Today's New York Times reports on the front page that the Army is instituting "classes" for all soldiers to help them identify false beliefs that are believed to cause anxiety, depression, suicide and homicide among soldiers. In my view, this is the extreme application of cognitive-behavioral thinking that reveals the basic fallacy in the approach.
To my mind, anxiety and depression, if not suicide, are very understandable reactions to the conditions of war. War, of course, creates conditions in which the line between justified killing and homicide can get very blurry. War generates unthinkable experiences: killing and the ever present risk of being killed, seeing one's fellows blown to bits. The senseless discontinuity between life in the war zone and back at home in the malls and on the freeways, while one's buddies are back in Iraq or Afghanistan or Vietnam or France killing and being killed. Telling people that their breakdowns are due to their faulty beliefs is mystification and pathologization that can only generate further confusion and despair, or a false and brittle adaptation to the official expectation.

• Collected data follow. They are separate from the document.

PR #3128, opened 2017-10-22
Instantiate abstraction body during inference

### LINKED ISSUE #3125: Position of inferred constraint differs when using a lambda vs equation-style def
Extracted from https://github.com/purescript/purescript/pull/2205#issuecomment-238034986

``` purescript 
module ConstraintPositionOddity where

import Data.HeytingAlgebra

data HeytingAlgebraDict a =
  HeytingAlgebraDict
    a -- ff
    a -- tt
    (a -> a -> a) -- implies
    (a -> a -> a) -- conj
    (a -> a -> a) -- disj
    (a -> a) -- not

hafGood :: ∀ a b. HeytingAlgebra b => HeytingAlgebraDict (a -> b)
hafGood =
  HeytingAlgebraDict
    (\_ -> ff)
    (\_ -> tt)
    (\f g a -> f a `implies` g a)
    (\f g a -> f a && g a)
    (\f g a -> f a || g a)
    (\f a -> not (f a))

hafBad :: ∀ a b. HeytingAlgebra b => HeytingAlgebraDict (a -> b)
hafBad =
  HeytingAlgebraDict
    _ff
    _tt
    _implies
    _conj
    _disj
    _not
  where
    _ff _ = ff
    _tt _ = tt
    _implies f g a = f a `implies` g a
    _conj f g a = f a && g a
    _disj f g a = f a || g a
    _not f a = not (f a)
```

In the above, the `hafGood` typechecks just fine, `hafBad` fails with a "Could not match constrained type" error.

If you follow the link to comment at the top, it illustrates how the equation defs desguar differently than the lambdas, which results in the constraint being inferred like `forall t1. t1 -> (forall a. (HeytingAlgebra a) => a)` instead of `forall t3 t4. (HeytingAlgebra t4) => t3 -> t4`.

LiamGoodacre:
Fixes #3125 

Currently there is an issue with shadowed type vars in the shifted `forall` - see my comment on #3125.

Does this seem like a good approach?

### DIFF
--- a/src/Language/PureScript/TypeChecker/Types.hs
+++ b/src/Language/PureScript/TypeChecker/Types.hs
@@ -357,7 +357,8 @@ infer' (Abs binder ret)
       ty <- freshType
       withBindingGroupVisible $ bindLocalVariables [(arg, ty, Defined)] $ do
         body@(TypedValue _ _ bodyTy) <- infer' ret
-        return $ TypedValue True (Abs (VarBinder arg) body) $ function ty bodyTy
+        (body', bodyTy') <- instantiatePolyTypeWithUnknowns body bodyTy
+        return $ TypedValue True (Abs (VarBinder arg) body') (function ty bodyTy')
   | otherwise = internalError "Binder was not desugared"
 infer' (App f arg) = do
   f'@(TypedValue _ _ ft) <- infer f
--- a/examples/passing/3125.purs
+++ b/examples/passing/3125.purs
@@ -1,0 +1,16 @@
+module Main where
+
+import Prelude
+import Data.Monoid (class Monoid, mempty)
+import Control.Monad.Eff.Console (log, logShow)
+
+data B a = B a a
+
+memptyB :: forall a b. Monoid b => B (a -> b)
+memptyB = B l r where
+  l _ = mempty
+  r _ = mempty
+
+main = do
+  logShow $ case (memptyB :: B (Int -> Array Unit)) of B l r -> l 0 == r 0
+  log "Done"


garyb:
This was what I had thought of as a means of fixing it also, I just didn't work on it long enough (> 15 minutes :wink:) to figure out how to get it done. So yeah, seems like a good approach to me!

LiamGoodacre:
Fixed the renaming issue by not checking the type of the TypedValue when we need to re-infer.

garyb:
Should we add the example from the issue as a test case too?

LiamGoodacre:
Hmm, if I use `TypeValue False`, then it doesn't expand things properly anymore.  So I'll have to undo that and find a different way.

LiamGoodacre:
I don't need to re-infer, I just need to check the expression against the new type.

src/Language/PureScript/TypeChecker/Types.hs
```diff
@@ -357,7 +357,13 @@ infer' (Abs binder ret)
       ty <- freshType
       withBindingGroupVisible $ bindLocalVariables [(arg, ty, Defined)] $ do
         body@(TypedValue _ _ bodyTy) <- infer' ret
-        return $ TypedValue True (Abs (VarBinder arg) body) $ function ty bodyTy
+        let (qs, cs, ty') = moveQuantifiersToFrontOverFunction (function ty bodyTy)
+            expr = Abs (VarBinder arg) body
+        -- if we shifted some quantifiers/constraints then we'll need to check against the new type
+        expr' <- if null qs && null cs
+          then return expr
+          else check expr ty'
```
paf31: Can you explain why we need to check again here? It definitely seems odd to me to have to traverse the same terms twice.

src/Language/PureScript/TypeChecker/Types.hs
```diff
@@ -357,7 +357,13 @@ infer' (Abs binder ret)
       ty <- freshType
       withBindingGroupVisible $ bindLocalVariables [(arg, ty, Defined)] $ do
         body@(TypedValue _ _ bodyTy) <- infer' ret
-        return $ TypedValue True (Abs (VarBinder arg) body) $ function ty bodyTy
+        let (qs, cs, ty') = moveQuantifiersToFrontOverFunction (function ty bodyTy)
```
paf31: Can you not just instantiate the type of the body here?

LiamGoodacre: Yes, that makes more sense. 😸

paf31:
Thanks! Looks good, but could you test it with some existing packages as well, please?

LiamGoodacre:
I've checked that the following modules compile:

```
purescript-argonaut             purescript-either               purescript-lists                purescript-profunctor-lenses
purescript-argonaut-codecs      purescript-enums                purescript-maps                 purescript-proxy
purescript-argonaut-core        purescript-exceptions           purescript-math                 purescript-psci-support
purescript-argonaut-traversals  purescript-exists               purescript-maybe                purescript-record
purescript-arraybuffer-types    purescript-filterable           purescript-monoid               purescript-refs
purescript-arrays               purescript-foldable-traversable purescript-newtype              purescript-sets
purescript-assert               purescript-foreign              purescript-node-buffer          purescript-smolder
purescript-avar                 purescript-free                 purescript-node-http            purescript-st
purescript-behaviors            purescript-functions            purescript-node-path            purescript-strings
purescript-bifunctors           purescript-functors             purescript-node-streams         purescript-symbols
purescript-catenable-lists      purescript-gen                  purescript-node-url             purescript-tailrec
purescript-console              purescript-generics             purescript-nonempty             purescript-transformers
purescript-const                purescript-generics-rep         purescript-nullable             purescript-tuples
purescript-contravariant        purescript-globals              purescript-options              purescript-type-equality
purescript-control              purescript-identity             purescript-parallel             purescript-typelevel-prelude
purescript-debug                purescript-integers             purescript-partial              purescript-unfoldable
purescript-distributive         purescript-invariant            purescript-prelude              purescript-unsafe-coerce
purescript-eff                  purescript-lazy                 purescript-profunctor
```

Tried to check more than this but the removal of `Generic` caused me to cull them.
I also haven't gone through and checked that they generate the correct code.

Sometime this week I will run the tests of various modules to get a better assurance that things aren't broken.

garyb:
I think profunctor-lenses is a pretty good test for this, if that worked, I doubt there's anything that will be rejected now that previously did work! Nicely done.

LiamGoodacre:
I've checked that the following packages' tests pass: `profunctor-lenses`, `foldable-traversable`.  I also tried `halogen`, but it has dependencies on the newly removed `Generic` type class; so that obviously failed.

paf31:
👍 Thanks for testing. I say let's merge then.

garyb:
Nice, now I can revive my typeclass representation PR... for the 3rd attempt at it :smile:

Thanks Liam!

In my view, what this application of cognitive-behavioral thinking exposes is its basic grandiosity: the belief that emotions, human responses to the conditions of life, are controllable through manipulation of thoughts. The Army wants to believe that war-generated anxiety, depression, suicidal and homicidal feelings are controllable by manipulation of thought in 90 minute classes. I wish those classes were devoted to validating the sense of confusion, horror and helplessness that these soldiers feel, making room for a sense of betrayal by those who sent them to war, without undermining the feeling others may have that they have served their country, if not all of humanity, by going to war.